That first iteration through all the PortFiles takes a long time. There are over 25,000 of them to parse and index. Usually when you install MacPorts you download a premade index, but there is no premade index for PPC on SnowLeopard because there is no system at MacPorts buildbot base that generates this. So you have to make it yourself.
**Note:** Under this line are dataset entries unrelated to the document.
PR #1280, opened 2021-03-26
Don't write fStop when depthOfField is disabled.

marsupial:
Maya has an explicit attribute to enable/disable depth of field, but **fStop=0** does that in USD.
Currently USD import/export is a direct translation of the USD fStop attribute, which changes intent/meaning.

TODO: Might be good to export the maya fStop curve in a namespaced custom property for loseless data **Maya->USD->Maya**.


lib/mayaUsd/fileio/translators/translatorCamera.cpp
```diff
@@ -470,9 +471,17 @@ bool _ReadToCamera(
     }
 
     usdAttr = usdCamera.GetFStopAttr();
-    plugName = _tokens->MayaCameraAttrNameFStop;
-    if (!_TranslateUsdAttributeToPlug(usdAttr, cameraFn, plugName, args, context)) {
-        return false;
+    if (usdAttr.IsAuthored()) {
```
williamkrick, line 474: Is the IsAuthored() test enough to catch all cases where fStop is zero? Looking at the docs it says it'll return true if there any any opinions on any layer, so if there is an opinion which sets it zero I think we'll get into this code block which represents a non-zero fStop.

lib/mayaUsd/fileio/translators/translatorCamera.cpp
```diff
@@ -470,9 +471,17 @@ bool _ReadToCamera(
...
+        plugName = _tokens->MayaCameraAttrNameFStop;
+        if (!_TranslateUsdAttributeToPlug(usdAttr, cameraFn, plugName, args, context)) {
+            return false;
+        }
+        // Enable depthOfField
+        plugName = _tokens->MayaCameraAttrNameDepthOfField;
+        MPlug plug = cameraFn.findPlug(plugName.GetText(), true, &status);
```
williamkrick, line 481: I think we should have an else clause which sets Maya's depth of field attribute false when fStop is zero.

williamkrick (changes requested):

lib/mayaUsd/fileio/translators/translatorCamera.cpp
marsupial: Yes, thought I added a **FIXME** in there to that effect, but I guess not.

The reason I didn't tackle it was that _really_ checking for zero could incur iteration over all time samples, and I thought that part would best best be left to phase 2 if Maya import/export had to write a custom property for keyframes.

If we're not going to be worrying about time sampled data for now (which for our case isn't currently relevant) then I'll go ahead and add the read-value.

lib/mayaUsd/fileio/translators/translatorCamera.cpp
marsupial: Can the import/export re-attach to existing cameras ? Otherwise dof is off by default in Maya.

JGamache-autodesk (changes requested):
Thanks for the fix. I would have expected that at least one of the exported cameras in the unit tests would have a disabled depth of field on export to test that the USD stream ends up having the right values, and it would be nice to have an import test with an fStop of zero to exercise the new behavior fully.

williamkrick (approved):

marsupial:
Added the test..

JGamache-autodesk (approved):

kxl-adsk:
@marsupial please apply clang-format so we can trigger PF for this change.

kxl-adsk:
The two failing MacOS are known issues unrelated to this change. This change is now ready for merge.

At this point you will hopefully be able to install simple ports, building natively for darwin10 ppc. I will follow this post with the next set of instructions, that will cover how to override the default libgcc to make it libgcc7 instead of libgcc11, and how to override the compiler choices MacPorts uses, so as to never use clang on PPC SnowLeopard (clang and llvm just do not work on Darwin PPC at present, so there is no point trying to use them for anything much at all).

The next set of instructions will follow, but you can do the above if you wish. Some ports will not build yet until the next instructions are followed however (and some ports will just never build no matter what).
 
Last edited:

kencu

macrumors member
Jan 23, 2019
92
110
As mentioned, gcc7 needs some tweaks to build properly for PPC SnowLeopard. Basically in a few places, you have to tell gcc7 to behave like Leopard instead of SnowLeopard, because the System in PPC SnowLeopard does not have the expected symbols and features that are found in the System on SnowLeopard 10.6.8. I did that with a patch in the gcc7 source code, and that is automatically added when you build gcc7 using my "Portfile Overlay" (new term, description coming shortly).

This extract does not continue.